■ Task details: Return all lines of the records that contain the word "below".

▼▼▼

PR #2027, opened 2018-12-13
Get started codelab: use code excerpter to sync code

chalin:
I've tried to minimize codelab markdown diffs, e.g., by using the more verbose `[[highlight]]...[[/highlight]]` tags.

**Not** yet implemented (but to be added in a followup PR):

- Checking code freshness as part of the build.
- Using the pretty code diff plugin

Staged at https://flutter-io-staging-2.firebaseapp.com/docs/get-started/codelab

### DIFF
--- a/src/docs/get-started/codelab.md
+++ b/src/docs/get-started/codelab.md
@@ -12,6 +12,7 @@ next:
 {% assign code-url = 'https://raw.githubusercontent.com/flutter/codelabs/master' -%}
 
 {% asset get-started/startup-namer-part-1 alt="The app that you'll be building" class='site-image-right' %}
+<?code-excerpt path-base="codelabs/startup_namer"?>
 
 This is a guide to creating your first Flutter app. If you
 are familiar with object-oriented code and basic programming
@@ -88,6 +89,7 @@ where the Dart code lives.
     Replace with the following code, which displays "Hello World" in the center
     of the screen.
 
+    <?code-excerpt "1-base/lib/main.dart"?>
     ```dart
     import 'package:flutter/material.dart';
 
@@ -173,12 +175,12 @@ packages, on [the Package site](https://pub.dartlang.org/flutter/).
     to the dependencies list.
     Add the highlighted line below:
 
+    <?code-excerpt "2-use-package/pubspec.yaml (dependencies)" indent-by="2" replace="/english_words.*/[[highlight]]$&[[\/highlight]]/g"?>
     {% prettify yaml %}
       dependencies:
         flutter:
           sdk: flutter
-
-        cupertino_icons: ^0.1.0
+        cupertino_icons: ^0.1.2
         [[highlight]]english_words: ^3.1.0[[/highlight]]
     {% endprettify %}
 
@@ -199,6 +201,7 @@ packages, on [the Package site](https://pub.dartlang.org/flutter/).
  3. In **lib/main.dart**, import the new package:
 
     <!-- skip -->
+    <?code-excerpt "2-use-package/lib/main.dart" retain="/^import/" replace="/import.*?english.*/[[highlight]]$&[[\/highlight]]/g" indent-by="2"?>
     {% prettify dart %}
       import 'package:flutter/material.dart';
       [[highlight]]import 'package:english_words/english_words.dart';[[/highlight]]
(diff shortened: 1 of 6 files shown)


src/docs/get-started/codelab.md
```diff
@@ -326,40 +331,44 @@ a child inside the existing `MyApp` stateless widget.
...
 
     <!-- skip -->
+    <?code-excerpt "3-stateful-widget/lib/main.dart (RandomWordsState)" indent-by="2" replace="/(\n  )(.*)/$1[[highlight]]$2[[\/highlight]]/g"?>
     {% prettify dart %}
       class RandomWordsState extends State<RandomWords> {
         [[highlight]]@override[[/highlight]]
         [[highlight]]Widget build(BuildContext context) {[[/highlight]]
-          [[highlight]]final wordPair = WordPair.random();[[/highlight]]
-          [[highlight]]return Text(wordPair.asPascalCase);[[/highlight]]
+        [[highlight]]  final wordPair = WordPair.random();[[/highlight]]
```
kwalrath: I think Shams would prefer the indentation spaces to not be highlighted. Is that possible?

src/docs/get-started/codelab.md
```diff
@@ -326,40 +331,44 @@ a child inside the existing `MyApp` stateless widget.
...
-                //child: [[highlight]]Text(wordPair.asPascalCase),[[/highlight]] // Change the highlighted text to...
-                child: [[highlight]]RandomWords(),[[/highlight]] // ... this highlighted text
-              ),
-            ),
-          );
-        }
-      }
-    {% endprettify %}
+    <?code-excerpt "2-use-package/lib/main.dart" diff-with="3-stateful-widget/lib/main.dart" to="}"?>
+    ```diff
```
kwalrath: Without diff formatting, this looks worse than the currently published version. Would it be possible to add the diff formatting in this PR?

src/docs/get-started/codelab.md
```diff
@@ -427,104 +437,96 @@ lazily, on demand.
...
-            [[highlight]]appBar: AppBar([[/highlight]]
-              [[highlight]]title: Text('Startup Name Generator'),[[/highlight]]
-            [[highlight]]),[[/highlight]]
-            [[highlight]]body: _buildSuggestions(),[[/highlight]]
-          [[highlight]]);[[/highlight]]
-        }
-        ...
+      @override
+      Widget build(BuildContext context) {
+        return Scaffold(
```
kwalrath: Perhaps highlight the contents? It seems OK to me to not highlight completely new methods, but when you're replacing the innards of a method, highlights seem appropriate.

src/docs/get-started/codelab.md
```diff
@@ -427,104 +437,96 @@ lazily, on demand.
...
 
-    Replace the original method with the highlighted build method below:
+    Replace the original method with the highlighted method below:
 
     <!-- skip -->
+    <?code-excerpt "4-infinite-list/lib/main.dart (MyApp)" replace="/(\n  )(.*)/$1[[highlight]]$2[[\/highlight]]/g" indent-by="2"?>
     {% prettify dart %}
       class MyApp extends StatelessWidget {
-        @override
+        [[highlight]]@override[[/highlight]]
```
kwalrath: The highlights here are inconsistent with the (lack of) highlights above. If the build() method already existed in this class (did it?), then highlighting only the method contents (the stuff that's changed) seems right to me.

src/docs/get-started/codelab.md
chalin: This will be turned into a diff soon.

src/docs/get-started/codelab.md
chalin: Pretty diffs are in the next PR, which is almost done:

screen shot 2018-12-13 at 13 04 48

src/docs/get-started/codelab.md
chalin: Yes, this will be changed to a pretty diff soon.

src/docs/get-started/codelab.md
chalin: This will also be changed to a pretty diff soon.

src/docs/get-started/codelab.md
chalin: Hmm, I can't use a diff against the code of the previous step because then it shows all of the class as new.

Personally, I find the aligned left margin highlight nicer (it seems to strengthen the idea that that "block" of code is what is being added.

src/docs/get-started/codelab.md
chalin: I've added the highlighting because the simple diff plugin can't handle this case.

src/docs/get-started/codelab.md
kwalrath: I don't have a strong feeling, but I'm pretty sure @sfshaza2 does.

▲▲▲

■ Task result:
     Add the highlighted line below:
-    Replace the original method with the highlighted build method below:
+    Replace the original method with the highlighted method below:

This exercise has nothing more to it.